Edge type posterior :
- \(q_{\phi}\left(\mathbf{z}_{i j} \mid \mathbf{x}\right)=\operatorname{softmax}\left(\mathbf{h}_{(i, j)}^{2}\right)\).
(2) Sampling
Sample from \(q_{\phi}\left(\mathbf{z}_{i j} \mid \mathbf{x}\right)\) ?
- but…. DISCRETE latent variable
\(\rightarrow\) use Gumbel softmax trick : \(\mathbf{z}_{i j}=\operatorname{softmax}\left(\left(\mathbf{h}_{(i, j)}^{2}+\mathbf{g}\right) / \tau\right)\).
(3) Decoder
Task of decoder :
- predict dynamics
- predict \(p_{\theta}\left(\mathbf{x}^{t+1} \mid \mathbf{x}^{t}, \ldots, \mathbf{x}^{1}, \mathbf{z}\right)\).
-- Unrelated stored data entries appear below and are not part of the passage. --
PR #278, opened 2017-06-08
Bind mounts

amshinde:


container.go
```diff
@@ -410,6 +448,8 @@ func (c *Container) start() error {
 		return err
 	}
 
+	c.storeMounts()
```
sboeuf: I think you should remove that and store the mount points from the agent itself.

pod.go
```diff
@@ -718,6 +718,10 @@ func (p *Pod) start() error {
 		return err
 	}
 
+	for _, c := range p.containers {
+		c.storeMounts()
```
sboeuf: I think you should remove that and store the mount points from the agent itself.

hyperstart.go
```diff
@@ -430,6 +512,18 @@ func (h *hyper) startOneContainer(pod Pod, c Container) error {
 		return err
 	}
 
+	//TODO : Enter mount namespace
+
+	// Handle container mounts
+	fsmap, err := h.bindMountContainerMounts(pod.id, c.id, c.config.Mounts)
```
sboeuf: We should pass `c.mounts` instead of `c.config.Mounts` because we don't want the initial config to be modified here.

hyperstart.go
```diff
@@ -430,6 +512,18 @@ func (h *hyper) startOneContainer(pod Pod, c Container) error {
...
+	if err != nil {
+		h.bindUnmountAllRootfs(pod)
+		return err
+	}
+
```
sboeuf: We should call `c.storeMounts()` from here.
I think it should really be stored after we know that we actually modified the container mounts list. Otherwise, doing that into container.go or pod.go is not obvious at all.

container.go
amshinde: No, I think this should be done at the container/pod level from having every agent implementation having to do this.
@sameo What do you think, you were mentioning the same right?

hyperstart.go
amshinde: Agreed

mount.go
```diff
@@ -0,0 +1,36 @@
...
+
+func isSystemMount(m string) bool {
+	for _, p := range systemMountPrefixes {
+		if m == p {
+			return true
+		}
+		if strings.HasPrefix(m, p+"/") {
+			return true
+		}
+	}
```
amshinde: fixed

mount.go
```diff
@@ -0,0 +1,36 @@
...
+import "strings"
+
+// These mounts need to be created by the agent within the VM
+var systemMounts = []string{"/proc", "/dev", "/dev/pts", "/dev/shm", "/dev/mqueue", "/sys", "/sys/fs/cgroup"}
+
+var systemMountPrefixes = []string{"/proc", "/dev", "/sys"}
+
+func isSystemMount(m string) bool {
+	for _, p := range systemMountPrefixes {
+		if m == p {
```
amshinde: fixed

hyperstart.go
```diff
@@ -467,12 +561,12 @@ func (h *hyper) stopPauseContainer(podID string) error {
 
 // stopContainer is the agent Container stopping implementation for hyperstart.
 func (h *hyper) stopContainer(pod Pod, c Container) error {
-	return h.stopOneContainer(pod.id, c.id)
+	return h.stopOneContainer(pod.id, &c)
 }
 
-func (h *hyper) stopOneContainer(podID, cID string) error {
+func (h *hyper) stopOneContainer(podID string, c *Container) error {
```
amshinde: fixed

hyperstart.go
amshinde: fixed

container.go
sboeuf: I am not saying this is not a good idea to do that at the pod/container level, but according to the way we modify this list of mounts from inside the agent, the agent itself should store the new list. I would be more than happy to see this modification (list of mounts I mean) out of the agent implementation but I think it is a bit of work to refactor this.
Therefore, according to the way it is implemented here (modified inside the agent implementation), I think the agent implementation should take care of storing this mount list.

sameo:
@amshinde Please provide a PR description. We need to know what you did, why and how.

hyperstart.go
sameo: I'd rather do it from a more generic place, to avoid code duplication across hypervisors. I know we only support one for now, but it's an architecture discipline we should follow.

container.go
sameo: @sboeuf What would we need to refactor ? Once the container is started, we can safely store the bind mount information from outside the agent. Please elaborate.

sameo:
> This means that if we want everything out of the hyperstart agent implementation, this will be done in another PR because we have to change a lot of things I guess.

@sboeuf I may be missing your point, but the mount list is somehow agent specific and should be created there most likely. It can be stored outside of the agent code though as I think we can safely assume the bind mount list is created once the container is started.

sboeuf:
@sameo It is currently agent specific but I guess I was hoping that it could be different in the future. Anyway, my main concern here is that it is not clear that we modify the mount list from a call to the agent, and then we store this from the container/pod level. But if you think this is clear enough, then I am fine with this.

sameo:
LGTM

PR #280, opened 2017-06-09
Make state functions update in memory state too

jodh-intel:


pod.go
```diff
@@ -833,6 +854,20 @@ func (p *Pod) setPodState(state State) error {
 	return nil
 }
 
+func (p *Pod) getContainer(containerID string) (*Container, error) {
+	if containerID == "" {
+		return &Container{}, errNeedContainerID
+	}
+
+	for _, c := range p.containers {
+		if c.ID() == containerID {
```
sboeuf: You don't need the getter here because we are in the virtcontainers lib itself, you can do `c.id` instead of `c.ID()`.

sboeuf:
@jodh-intel I like the PR, it makes things clearer. Have you tested that with our runtime to make sure things are still working and it does not introduce a regression. I don't think it would but it always better to check !

sameo:
LGTM

jodh-intel:
Hi @sboeuf - yes, tested with https://github.com/clearcontainers/runtime/commit/66b54638c5125167fe852dce4a45c2a1d01c9e27.

sboeuf:
LGTM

\(\begin{aligned} v \rightarrow e: \quad \tilde{\mathbf{h}}_{(i, j)}^{t} &=\sum_{k} z_{i j, k} \tilde{f}_{e}^{k}\left(\left[\mathbf{x}_{i}^{t}, \mathbf{x}_{j}^{t}\right]\right) \\ e \rightarrow v: \quad \boldsymbol{\mu}_{j}^{t+1} &=\mathbf{x}_{j}^{t}+\tilde{f}_{v}\left(\sum_{i \neq j} \tilde{\mathbf{h}}_{(i, j)}^{t}\right) \\ p\left(\mathbf{x}_{j}^{t+1} \mid \mathbf{x}^{t}, \mathbf{z}\right) &=\mathcal{N}\left(\boldsymbol{\mu}_{j}^{t+1}, \sigma^{2} \mathbf{I}\right) \end{aligned}\).
add the present state \(\mathbf{x}_{j}^{t}\) our model only learns the change in state \(\Delta \mathbf{x}_{j}^{t}\).
(4) Avoiding degenerate decoders
ELBO :
-
(1) reconstruction loss term : \(\sum_{t=1}^{T} \log \left[p\left(\mathbf{x}^{t} \mid \mathbf{x}^{t-1}, \mathbf{z}\right)\right]\)
\(\rightarrow\) only includes SINGLE prediction
How to deal?
-
(1) predict MULTIsteps
\(\rightarrow\) degenerate decoder would perform much worse
-
(2) have a separate MLP for each edge type
\(\rightarrow\) makes the dependence on the edge type more explicit & harder to be ignored by the model
Predicting MULTI steps
- rolling forecast
\(\begin{array}{rlr} \boldsymbol{\mu}_{j}^{2} & =f_{\mathrm{dec}}\left(\mathbf{x}_{j}^{1}\right)\\ \boldsymbol{\mu}_{j}^{t+1} & =f_{\mathrm{dec}}\left(\boldsymbol{\mu}_{j}^{t}\right) \\ \boldsymbol{\mu}_{j}^{M+2} & =f_{\mathrm{dec}}\left(\mathbf{x}_{j}^{M+1}\right) & \\ \boldsymbol{\mu}_{j}^{t+1} & =f_{\mathrm{dec}}\left(\boldsymbol{\mu}_{j}^{t}\right) \\ \ldots & \end{array}\).
(5) Recurrent decoder
use GRU to model \(p_{\theta}\left(\mathbf{x}^{t+1} \mid \mathbf{x}^{t}, \ldots, \mathbf{x}^{1}, \mathbf{z}\right)\).
(6) Training
Process
- (1) run the encoder & get \(q_{\phi}\left(\mathbf{z}_{i j} \mid \mathbf{x}\right)\)
- (2) sample \(\mathbf{z}_{i j}\) from \(q_{\phi}\left(\mathbf{z}_{i j} \mid \mathbf{x}\right)\)
- (3) run the decoder to compute \(\boldsymbol{\mu}^{2}, \ldots, \boldsymbol{\mu}^{T}\)
ELBO objective
- (1) reconstruction loss : \(\mathbb{E}_{q_{\phi}(\mathbf{z} \mid \mathbf{x})}\left[\log p_{\theta}(\mathbf{x} \mid \mathbf{z})\right]\)
- \(-\sum_{j} \sum_{t=2}^{T} \frac{ \mid \mid \mathbf{x}_{j}^{t}-\boldsymbol{\mu}_{j}^{t} \mid \mid ^{2}}{2 \sigma^{2}}+\text { const }\).
- (2) KL-divergence term : \(\operatorname{KL}\left[q_{\phi}(\mathbf{z} \mid \mathbf{x}) \mid \mid p_{\theta}(\mathbf{z})\right]\)
- \(\sum_{i \neq j} H\left(q_{\phi}\left(\mathbf{z}_{i j} \mid \mathbf{x}\right)\right)+\text { const}\).